| Supplied material |
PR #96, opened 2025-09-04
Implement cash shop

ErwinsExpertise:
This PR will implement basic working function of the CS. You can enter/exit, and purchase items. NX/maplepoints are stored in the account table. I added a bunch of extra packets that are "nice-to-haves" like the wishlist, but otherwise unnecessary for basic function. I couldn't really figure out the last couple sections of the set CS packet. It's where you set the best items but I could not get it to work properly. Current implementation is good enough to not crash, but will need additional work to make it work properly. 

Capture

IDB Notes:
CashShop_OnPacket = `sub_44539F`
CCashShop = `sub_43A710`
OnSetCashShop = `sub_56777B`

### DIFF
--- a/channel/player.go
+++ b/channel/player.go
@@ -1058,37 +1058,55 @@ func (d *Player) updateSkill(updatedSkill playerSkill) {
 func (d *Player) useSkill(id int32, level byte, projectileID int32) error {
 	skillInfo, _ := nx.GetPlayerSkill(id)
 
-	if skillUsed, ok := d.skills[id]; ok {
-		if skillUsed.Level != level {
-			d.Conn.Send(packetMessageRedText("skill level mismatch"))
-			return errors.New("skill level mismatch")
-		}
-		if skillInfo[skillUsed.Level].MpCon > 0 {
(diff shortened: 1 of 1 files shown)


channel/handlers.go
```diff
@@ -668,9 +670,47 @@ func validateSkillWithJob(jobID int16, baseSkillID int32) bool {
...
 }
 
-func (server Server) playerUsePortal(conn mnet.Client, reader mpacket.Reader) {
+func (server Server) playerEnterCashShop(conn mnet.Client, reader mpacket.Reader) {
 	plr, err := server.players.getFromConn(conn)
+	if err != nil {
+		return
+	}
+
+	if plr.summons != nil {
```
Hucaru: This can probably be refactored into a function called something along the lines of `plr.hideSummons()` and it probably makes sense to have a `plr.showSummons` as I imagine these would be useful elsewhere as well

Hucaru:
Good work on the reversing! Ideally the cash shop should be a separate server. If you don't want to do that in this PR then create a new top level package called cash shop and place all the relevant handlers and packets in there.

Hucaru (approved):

| Work instructions |
Copy the lines above exactly, beginning at the line containing "Good work on" and stopping at the last line.

| Response |
Good work on the reversing! Ideally the cash shop should be a separate server. If you don't want to do that in this PR then create a new top level package called cash shop and place all the relevant handlers and packets in there.

Hucaru (approved):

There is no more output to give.